--- START ---
PR #351, opened 2024-12-09
Expose events for a few transitions

ralphbean:
I found that when MPC fails, the user has very little info in their namespace about why. If we expose events via the kube events API, then the users can better help us triage issues.


mshaposhnik (approved):

ifireball (approved):
I actually have an implementation of a logger that can emit events in another controller, using that would have been nicer, but I guess I can live wth this,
--- END ---
Search the data for "events". Copy every line that has it.

Expose events for a few transitions
I found that when MPC fails, the user has very little info in their namespace about why. If we expose events via the kube events API, then the users can better help us triage issues.
I actually have an implementation of a logger that can emit events in another controller, using that would have been nicer, but I guess I can live wth this,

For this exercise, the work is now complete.